• [PROBLEM DETAILS]
Transcribe the records word for word, beginning with the first line and ending with the line that contains "Previously, any collection"; include nothing else.

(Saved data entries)
+ + + + +

PR #8461, opened 2026-03-19
More precise shard transfer for deferred points

agourlay:
## Summary

 Improve the default shard transfer method selection for collections with `prevent_unoptimized` enabled.

 Instead of always forcing snapshot transfer when the config flag is set, check whether deferred points actually exist in the segments.

  ## Problem

  Previously, any collection with `prevent_unoptimized=true` would unconditionally use snapshot transfer, even if all segments were fully optimized and had no deferred points.

 This prevented using `stream_records` transfer in cases where it would be safe and potentially more efficient.

  ## Fix

  Add `has_deferred_points()` throughout the shard hierarchy (`LocalShard` → `Shard` → `ShardReplicaSet` → `ShardHolder`) to check the actual segment state. The default transfer method selection now:

  1. Checks `prevent_unoptimized` config (cheap gate — deferred points can only exist with this enabled)
  2. Scans appendable segments for actual deferred points (only if the config gate passes)
  3. Forces snapshot transfer only if deferred points are found
  4. Falls back to the configured default transfer method otherwise

### DIFF
--- a/lib/collection/src/collection/shard_transfer.rs
+++ b/lib/collection/src/collection/shard_transfer.rs
@@ -41,14 +41,18 @@ impl Collection {
             .await
             .map(|config| config.prevent_unoptimized.unwrap_or(false))
             .unwrap_or(false);
+        // Only scan shards for deferred points if prevent_unoptimized is enabled,
+        // since deferred points can only exist with that configuration.
         if prevent_unoptimized {
-            log::info!("Using snapshot transfer method because prevent_unoptimized is enabled");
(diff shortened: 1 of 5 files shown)


generall:
> Instead of always forcing snapshot transfer when the config flag is set, check whether deferred points actually exist in the segments.

But deferred points might appear after the transfer is started. 
Taking into account that we want to switch to snapshot transfer by default, I would prefer easier option to always prefer `wal_delta -> snapshot`

agourlay:
closing because of the TOCTOU race

PR #8462, opened 2026-03-19
impl populate for `CachedSlice`

coszio:
On top of #8368 

Handle `populate()` function for `CachedSlice` by reading minimal data for each of the blocks it spans.

### DIFF
--- a/lib/common/common/src/universal_io/disk_cache/cached_slice.rs
+++ b/lib/common/common/src/universal_io/disk_cache/cached_slice.rs
@@ -107,7 +107,7 @@ impl<T: bytemuck::Pod> CachedSlice<T> {
                 key: BlockId {
                     file_id: self.file_id,
                     offset: BlockOffset(
-                        u32::try_from(block_idx).expect("file too large for block cache (>70 TiB)"),
+                        u32::try_from(block_idx).expect("file too large disk cache"),
                     ),
                 },
                 // Request a single byte — enough to trigger caching the whole block.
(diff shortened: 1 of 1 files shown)


lib/common/common/src/disk_cache/controller.rs
```diff
@@ -220,6 +220,12 @@ pub(super) enum CacheRead<'a, O> {
     Miss(O),
 }
 
+impl<O> CacheRead<'_, O> {
+    pub fn is_miss(&self) -> bool {
+        matches!(self, CacheRead::Miss(_))
+    }
+}
```
xzfc: I think we don't this method.

lib/common/common/src/universal_io/disk_cache/cached_slice.rs
```diff
@@ -93,6 +93,36 @@ impl<T: bytemuck::Pod> CachedSlice<T> {
...
+            return Ok(());
+        }
+
+        let num_blocks = self.len_bytes.div_ceil(BLOCK_SIZE);
+        for block_idx in 0..num_blocks {
+            let req = BlockRequest {
+                key: BlockId {
+                    file_id: self.file_id,
+                    offset: BlockOffset(
+                        u32::try_from(block_idx).expect("file too large for block cache (>70 TiB)"),
```
xzfc: Nit: don't mention 70 TiB as it depends on `BLOCK_SIZE` value.

PR #668, opened 2018-03-06
[WIP] Distinguish between concept of Web Server and concept of GraphQL API Server

vlasenko:
Currently all the code do not distinguish two concepts - the web server that hosts web front-end code and the GraphQL API server. This confuses people who want to have server side rendering, but still want to use external GraphQL API implementation. Another problem is because Web Server endpoint is not specified the most of the code that needs Web Server URL now hardcodes port 3000 during development and uses port from GraphQL API endpoint. 

The goal of this pull request is to separate these two concepts across all the code and remove port 3000 hardcoding.

### DIFF
--- a/.eslintrc.base.json
+++ b/.eslintrc.base.json
@@ -39,6 +39,7 @@
     "__SSR__": true,
     "__PERSIST_GQL__": true,
     "__API_URL__": true,
+    "__WEBSITE_URL__": true,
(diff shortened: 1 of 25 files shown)


vlasenko:
This PR depends on and should be merged after #644

vlasenko:
Merged into #644

PR #677, opened 2018-03-16
Internationalisation

alekseyzadorozhniy:
Add internationalisation on all platforms via `i18next`


packages/client/src/modules/defaultRouter/index.web.jsx
```diff
@@ -1,12 +1,36 @@
 import React from 'react';
-import { Switch } from 'react-router-dom';
+import PropTypes from 'prop-types';
+import { Switch, withRouter } from 'react-router-dom';
 
 import modules from '../';
-
+import PageLayout from './components/PageLayout';
```
evgenijolshanskij: I think, in order to stick to a common approach it's better to pass it as Feature param with a wildcard.

alekseyzadorozhniy: Good idea. I will do it.

patches/0001-Move-PageLayout-from-components-to-router.patch
```diff
@@ -0,0 +1,597 @@
+From 9c136463dbf9ccd9abe4620b21dc1d5d0c28eb98 Mon Sep 17 00:00:00 2001
```
evgenijolshanskij: Why is it here?

packages/client/src/modules/upload/locales/en/translations.json
```diff
@@ -0,0 +1,12 @@
+{
```
evgenijolshanskij: Where is the module namespace?

packages/client/src/modules/counter/containers/Counter.jsx
```diff
@@ -2,7 +2,6 @@ import React from 'react';
 import PropTypes from 'prop-types';
 import { graphql, compose } from 'react-apollo';
 import update from 'immutability-helper';
-
```
evgenijolshanskij: Just a blank line?

alekseyzadorozhniy: My mistake

packages/client/src/modules/upload/locales/en/translations.json
alekseyzadorozhniy: The namespace is automatically set

patches/0001-Move-PageLayout-from-components-to-router.patch
alekseyzadorozhniy: Will be deleted in the next commit

packages/client/src/app/Main.jsx
```diff
@@ -57,6 +58,14 @@ for (const middleware of modules.middlewares) {
   });
 }
 
+for (const localization of modules.localizations) {
+  // eslint-disable-next-line
+  const resource = require(`@alienfast/i18next-loader!../modules/${localization.ns}/${localization.path}`);
```
vlasenko: We do we do requires here, instead of doing them in their own modules?

patches/0002-Add-router-props-to-container-component.patch
```diff
@@ -0,0 +1,98 @@
+From bf4da52411a04ba1c24c5ab4254088491b0f36eb Mon Sep 17 00:00:00 2001
```
vlasenko: Why these patches are here?

alekseyzadorozhniy: Already removed

packages/client/src/app/Main.jsx
evgenijolshanskij: The idea was to rid modules of redundant logic in favor of merging all the files in one place. Probably this is not the best place for doing this, but language module is.

vlasenko: @evgenijolshanskij Requires - are not a redundant logic. The require specifies what are the dependencies of the module

vlasenko: @evgenijolshanskij We should avoid dynamic requires at all costs, they are poorly supported by various tools

packages/client/src/app/Main.jsx
```diff
@@ -187,10 +196,14 @@ export default class Main extends React.Component {
       modules.getWrappedRoot(
         <Provider store={store}>
           <ApolloProvider client={client}>
-            <ConnectedRouter history={history}>{Routes}</ConnectedRouter>
+            <ConnectedRouter history={history}>
+              <I18nextProvider i18n={modules.i18n}>{Routes}</I18nextProvider>
```
vlasenko: Do you see `modules.getWrappedRoot` 3 lines above this line ?

packages/client/src/testHelpers/Renderer.js
```diff
@@ -187,9 +193,11 @@ export default class Renderer {
     return mount(
       this.withApollo(
         clientModules.getWrappedRoot(
-          <Router history={this.history}>
-            <Switch>{clientModules.routes}</Switch>
-          </Router>
+          <I18nextProvider i18n={clientModules.i18n}>
```
vlasenko: @alekseyzadorozhniy Do you see `clientModules.getWrappedRoot` one line above?

alekseyzadorozhniy: Oh, I think I understand what you mean

PR #682, opened 2018-03-30
Limits website middleware path matching of periods

dcurletti:
The current implementation doesn't allow for path matching on routes such as: `/accounts/register/:token`, where token is a JWT that has a standard period in it.  

By changing the matcher to check for a period (dot) only inside of the path, this allows us to pass params containing periods in the query.


vlasenko:
@dcurletti Good catch! Thank you very much @dcurletti !

PR #683, opened 2018-03-30
Pass currentUser and router into AuthRoute components

mitjade:
pass along router and user and rest props in AuthRoute


vlasenko:
Thank you!

PR #686, opened 2018-04-03
React hot loader

veeramarni:


vlasenko:
Thank you @veeramarni I have tried this PR, but I don't see what we gain with it. The only thing that we can gain with React Hot Loader - is state keeping in UI, I have tried to enter name in contact form and then changed the text of Submit button, the UI was reloaded and all fields of the form were reset. So we are not keeping the state with this code, hence it is not any better then what we have currently with pure HMR. I have tried React Hot Loader multiple times in practice and though I leave a chance that I just don't understand it well, but in my opinion - it is a piece of junk, it is broken in many places by design on many practical paths. They write about this on their website, yet they declare negative attitude to all issue reports - e.g. everything is works and if you have any problem, then it is the problem either with your code or your config. I have never have enough time to deep deeper into guts of RHL and figure out what it actually does and how we can benefit from it, but their attitude is what stops me the most.

vlasenko:
@veeramarni Another important thing I'm thinking all the time in connection to RHL. Do we really need to keep UI state during development, if it will come at a price of reliability of code reload. With Webpack HMR we have reliable code reload and this is more important in my opinion then keeping UI state. I just want to reduce the need in explicit page refresh during development this is what we fight for. If I cannot trust RHL, because it fails in practical situations, why do I need it at all. I need reliability in the first place, and only in the second place it is nice to keep UI state, but with RHL I don't get this. With pure Webpack HMR, though I get reliability, but not keeping state and so be it, it is fine with me

PR #695, opened 2018-04-05
Fixed crash if createFetch is undefined

luckyyang:
This error is caused by delete the upload module, then createFetch will be undefined. Should do the undefined check

### DIFF
--- a/packages/client/src/app/Main.jsx
+++ b/packages/client/src/app/Main.jsx
@@ -69,7 +69,7 @@ const netLink = ApolloLink.split(
   new WebSocketLink(wsClient),
   new BatchHttpLink({
     fetch:
-      modules.createFetch(apiUrl) ||
+      (!!modules.createFetch && modules.createFetch(apiUrl)) ||
       createApolloFetch({
         uri: apiUrl,
         constructOptions: (reqs, options) => ({


vlasenko:
@luckyyang It is better to have this logic inside definition of createFetch in connector, i.e. here:
https://github.com/sysgears/apollo-universal-starter-kit/blob/master/packages/client/src/modules/connector.web.jsx#L33-L35
and here:
https://github.com/sysgears/apollo-universal-starter-kit/blob/master/packages/client/src/modules/connector.native.js#L15-L17

luckyyang:
@vlasenko You mean add logic in connector to prevent `createFetch` is undefined?
 Cause if createFetch is undefined then `modules.createFetch(apiUrl)` will have problem.

vlasenko:
@luckyyang Yes

luckyyang:
Anyway I will add this pr in my project, sometimes createFetch is `undefined` intentionally, then the app will crash

vlasenko:
@luckyyang Just change the code in connectors from:
``` js
    this.createFetch = combine(arguments, arg => arg.createFetch)
      .slice(-1)
      .pop();
```
to:
``` js
    this.createFetch = combine([{createFetch: () => ({})}, arguments], arg => arg.createFetch)
      .slice(-1)
      .pop();
```
In this case if no `createFetch` is defined by any module, the connector will use an empty function, that returns `undefined`, but the function itself will be always defined

vlasenko:
@luckyyang This is the responsibility of connectors to provide sane defaults, not the code that uses  connectors.

luckyyang:
@vlasenko I will cherry pick your change  👍

vlasenko:
@luckyyang Here you go:
https://github.com/sysgears/apollo-universal-starter-kit/commit/c48dbcb70b873e29d88e36316f03dd027bd6b600

PR #714, opened 2018-05-03
Upload fix

mitjade:


packages/server/src/modules/upload/resolvers.js
```diff
@@ -27,7 +35,7 @@ const storeFS = ({ stream, filename }) => {
 };
 
 const processUpload = async uploadPromise => {
-  const { stream, filename: name, mimetype: type, encoding } = await uploadPromise;
```
mitjade: For some reason `filename` and `mimetype` are undefined?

+ + + + +

• [RESPONSE FOR THIS EXERCISE]
PR #8461, opened 2026-03-19
More precise shard transfer for deferred points

agourlay:
## Summary

 Improve the default shard transfer method selection for collections with `prevent_unoptimized` enabled.

 Instead of always forcing snapshot transfer when the config flag is set, check whether deferred points actually exist in the segments.

  ## Problem

  Previously, any collection with `prevent_unoptimized=true` would unconditionally use snapshot transfer, even if all segments were fully optimized and had no deferred points.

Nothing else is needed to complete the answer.